On 4/24/25 14:27, Sean Anderson wrote:
> On 4/23/25 23:10, Damien Le Moal wrote:
>> On 4/24/25 02:11, Sean Anderson wrote:
>>> Hi,
>>>
>>> I'm getting an "active zones exceeded" error when running fio with
>>> --rw=randwrite mode:
>>>
>>> # fio --bs=4k --rw=randwrite --norandommap --fsync=1 --number_ios=16384 --name=flushes --direct=1 --zonemode=zbd --max_open_zones=1978 --filename=/dev/my_zone_dev
>>
>> --max_open_zones=1978 is an extremely large value that likely exceeds the drive
>> capabilities, which is what fio is telling you.
>> What are your drive maximum open and active zones limits ?
>>
>> cat /sys/block/my_zone_dev/queue/max_open_zones
>> cat /sys/block/my_zone_dev/queue/max_active_zones
> 
> This is correct for the drive.

I am sure it is. My point is that you cannot use --max_open_zone fio option with
a value larger than what these sysfs attribute values are.

>> fio will use the min_not_zero of these 2 values as the maximum number of zones
>> that can be written simultaneously. Especially if your drive has an active zone
>> limit, you *cannot* write to more zones than that limit at the same time.
>> fio will default to max_open_zones=min_not_zero(drive max open, drive max
>> active) and for a random write workload, it will:
>> - pick zones randomly up to max_open_zones
>> - direct write IOs to a randomly chosen zone in the current set of open zones
>> and when an open zone becomes full, randomly pick another zone to replace it.
> 
> Well the issue is that it appears to just pick random zones, not random open zones.
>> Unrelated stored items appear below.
PR #2997, opened 2023-10-15
tracy: autoregister modules, faster check if module is profiling

bookmist:
Main idea of this PR is optimization of tracy usage
* automatic collection of modules list for advanced profiling. Remove available modules list from config.
* faster check if module is active for advanced profiling
* rename some macro not used yet to correspond tracy naming convention
* disable unused tracy option to save screenshots on demand. This option create background thread to compress that images, so it's better to disable this if nobody use it.
* some minor code improvements

I use global variables because I'm lazy.

### DIFF
--- a/vita3k/gui/src/settings_dialog.cpp
+++ b/vita3k/gui/src/settings_dialog.cpp
@@ -1119,25 +1119,25 @@ void draw_settings_dialog(GuiState &gui, EmuEnvState &emuenv) {
 
         // Tracy modules list
         if (ImGui::BeginListBox(tracy_modules_list_label.c_str(), { 0.0f, ImGui::GetTextLineHeightWithSpacing() * 8.25f + ImGui::GetStyle().FramePadding.y * 2.0f })) {
+            // Get all HLE modules available for advanced profiling using Tracy. Do it only once.
+            static std::vector<std::string> tracy_modules = tracy_module_utils::get_available_module_names();
             // For every HLE module available for advanced profiling using Tracy
-            for (auto &module : emuenv.cfg.tracy_available_advanced_profiling_modules) {
-                // Get activation state and position in vector of activated modules
-                bool activation_state = false;
-                int index = -1;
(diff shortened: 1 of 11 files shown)


vita3k/util/src/util.cpp
```diff
@@ -194,6 +195,66 @@ void register_log_exception_handler() {}
...
+typedef std::bitset<max_modules> tracy_module_flags;
+typedef std::vector<std::string> tracy_module_names;
+
+tracy_module_names tracy_available_advanced_profiling_modules{};
+tracy_module_flags tracy_advanced_profiling_modules{};
+
+tracy_module_helper::tracy_module_helper(const char *module_name) {
+    mod_id = tracy_available_advanced_profiling_modules.size();
+    tracy_available_advanced_profiling_modules.emplace_back(module_name);
+    if (mod_id >= tracy_advanced_profiling_modules.size()) {
```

The drive may be completely empty, all zones empty, so no open zones to chose
from. So fio picks a random zone and adds it to the set of open zones it tracks.
It will repeat that until the set of open zones reaches the limit, at which
point, fio has no choice but to keep writting these open zones until they are full.

If the drive already has open zone in the fio workload range, these zones will
be added to the set of open zones on fio start.

>> For your workload, if you want to measure the maximum "random" write performance
>> of your disk, simply do NOT specify --max_open_zones=. fio will pick the best
>> possible number for you.
> 
> Same issue.

Are you specifying an offset+size range ? If yes, how many zones are open in
that range and outside of it ?

What drive is it ? Looking at the blkzone report you sent, the zones look
ridiculously small (32 sectors...)... Is this a null_blk device ?
If that is the case, try creating the drive with larger zones. You may be
hitting a bug with such tiny zones. Since such drive do not exist in the field,
we never really tested such extreme configuration.

-- 
Damien Le Moal
Western Digital Research

^ permalink raw reply	[flat|nested] 8+ messages in thread

* Re: [BUG] active zones exceeded error with max_open_zones
  2025-04-24  5:40     ` Damien Le Moal
@ 2025-04-24  5:53       ` Sean Anderson
  0 siblings, 0 replies; 8+ messages in thread
From: Sean Anderson @ 2025-04-24  5:53 UTC (permalink / raw)
  To: Damien Le Moal, Shin'ichiro Kawasaki, Jens Axboe, fio

On 4/24/25 01:40, Damien Le Moal wrote:
> On 4/24/25 14:27, Sean Anderson wrote:
>> On 4/23/25 23:10, Damien Le Moal wrote:
>>> On 4/24/25 02:11, Sean Anderson wrote:
>>>> Hi,
>>>>
>>>> I'm getting an "active zones exceeded" error when running fio with
>>>> --rw=randwrite mode:
>>>>
>>>> # fio --bs=4k --rw=randwrite --norandommap --fsync=1 --number_ios=16384 --name=flushes --direct=1 --zonemode=zbd --max_open_zones=1978 --filename=/dev/my_zone_dev
>>>
>>> --max_open_zones=1978 is an extremely large value that likely exceeds the drive
>>> capabilities, which is what fio is telling you.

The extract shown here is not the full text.